▶ [Records for this exercise]
◆ ◆ ◆ ◆ ◆ ◆ ◆
PR #3198, opened 2022-09-24
fix small typo in web-components slots chapter.

skromez:
I don't see anyone using vice versa with "-" in between, so decided to remove it as well.


skromez:
also in this chapter it's "vice-versa" 
image
https://javascript.info/var

PR #3207, opened 2022-09-29
ECMA broken link

joaquinelio:


joaquinelio:
the original has a broken pdf link, I put the page
https://www.ecma-international.org/publications-and-standards/standards/ecma-402/

MAYBE the page link is safer than the new 
https://www.ecma-international.org/wp-content/uploads/ECMA-402_9th_edition_june_2022.pdf

the page has a big DOWNLOAD PDF button, so...

joaquinelio:
news:
the broken pdf link was due the lack of httpS: 
it could be fixed
https://www.ecma-international.org/ecma-402/1.0/ECMA-402.pdf 

still...

PR #3209, opened 2022-09-29
https link

joaquinelio:
most http links just redirect to https
others like this one dont, the browser shows ugly "not secure"

should we change them?


iliakan:
Yeah, no place for http in the modern world 👍

PR #3215, opened 2022-10-04
Add .at( ) to strings summary

joaquinelio:
1) thanks, I liked  at( ).

2) `at` alone seems odd but ` .at( ) ` doesnt fit with the neighbors `slice` `indexOf ` ...


joaquinelio:
I dont know what s different in line 522
I dont remember having edited it

PR #3216, opened 2022-10-04
Update dot notation description in article.md

Complexlity:


shallow-beach (approved):
helpful addition mirroring previous example

PR #3220, opened 2022-10-05
Unicode art, grammar suggestions

joaquinelio:


joaquinelio:
"chinese Hieroglyphic" ?
it seems it's specific for the ancient "sacred" Egyptian writting. 

maybe "logogram"

joaquinelio:
sorry, it should be 2 PRs.

I dont know if the examples were Han, (ideogram? logogram?), so I put the safe "character".
Chinese "Hieroglyphic" is wrong, it's specific for the ancient "sacred" Egyptian writting.

I added " ... (4 hex digits)"
because you start talking about hex, then jumped to bytes unit.

iliakan:
The wikipedia says: In a [written language](https://en.wikipedia.org/wiki/Written_language), a logogram, logograph, or lexigraph is a [written character](https://en.wikipedia.org/wiki/Written_character) that represents a [word](https://en.wikipedia.org/wiki/Word) or [morpheme](https://en.wikipedia.org/wiki/Morpheme). Chinese characters (pronounced [hanzi](https://en.wikipedia.org/wiki/Hanzi) in Mandarin, [kanji](https://en.wikipedia.org/wiki/Kanji) in Japanese, [hanja](https://en.wikipedia.org/wiki/Hanja) in Korean) are generally logograms, as are many [hieroglyphic](https://en.wikipedia.org/wiki/Egyptian_hieroglyphs) and [cuneiform](https://en.wikipedia.org/wiki/Cuneiform_script) characters.

So the word "hieroglyphic" is used here, maybe keep it? Much more person will understand this word, rather than the scientific "logographic" =)

joaquinelio:
yes, and they will understand wrong 
because they all are wrong

but...
logogram is odd.
 I'd use ideograph...
wtheck, you are right, the first jeroglifo stays. 
but the chinese hieroglyph shouldnt

iliakan:
Sorry I don't get it =)

Why `𩷶'` can't be called "a rare chinese hieroglyph"?

iliakan:
Oh, I see, that's the wrong word to describe them?

So we should say "logogram"...  Or character.

joaquinelio:
correct, hieroglyphics is ancient egyptian.

 but I liked to leave the first mention to it
everyone loves hieroglyphics

PR #3222, opened 2022-10-05
Add note for non-strict mode and change wording

romanstetsyk:
Checked grammar with Grammarly


romanstetsyk:
I'm not a native speaker; my level of English is C1 (advanced)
◆ ◆ ◆ ◆ ◆ ◆ ◆
▶ [Assignment] Copy out the lines beginning at the one that contains "sorry, it should be 2 PRs.". Stop at the final line of the data, and include it.

▶ [Response for this exercise]
sorry, it should be 2 PRs.

I dont know if the examples were Han, (ideogram? logogram?), so I put the safe "character".
Chinese "Hieroglyphic" is wrong, it's specific for the ancient "sacred" Egyptian writting.

I added " ... (4 hex digits)"
because you start talking about hex, then jumped to bytes unit.

iliakan:
The wikipedia says: In a [written language](https://en.wikipedia.org/wiki/Written_language), a logogram, logograph, or lexigraph is a [written character](https://en.wikipedia.org/wiki/Written_character) that represents a [word](https://en.wikipedia.org/wiki/Word) or [morpheme](https://en.wikipedia.org/wiki/Morpheme). Chinese characters (pronounced [hanzi](https://en.wikipedia.org/wiki/Hanzi) in Mandarin, [kanji](https://en.wikipedia.org/wiki/Kanji) in Japanese, [hanja](https://en.wikipedia.org/wiki/Hanja) in Korean) are generally logograms, as are many [hieroglyphic](https://en.wikipedia.org/wiki/Egyptian_hieroglyphs) and [cuneiform](https://en.wikipedia.org/wiki/Cuneiform_script) characters.

So the word "hieroglyphic" is used here, maybe keep it? Much more person will understand this word, rather than the scientific "logographic" =)

joaquinelio:
yes, and they will understand wrong 
because they all are wrong

but...
logogram is odd.
 I'd use ideograph...
wtheck, you are right, the first jeroglifo stays. 
but the chinese hieroglyph shouldnt

iliakan:
Sorry I don't get it =)

Why `𩷶'` can't be called "a rare chinese hieroglyph"?

iliakan:
Oh, I see, that's the wrong word to describe them?

So we should say "logogram"...  Or character.

joaquinelio:
correct, hieroglyphics is ancient egyptian.

 but I liked to leave the first mention to it
everyone loves hieroglyphics

PR #3222, opened 2022-10-05
Add note for non-strict mode and change wording

romanstetsyk:
Checked grammar with Grammarly


romanstetsyk:
I'm not a native speaker; my level of English is C1 (advanced)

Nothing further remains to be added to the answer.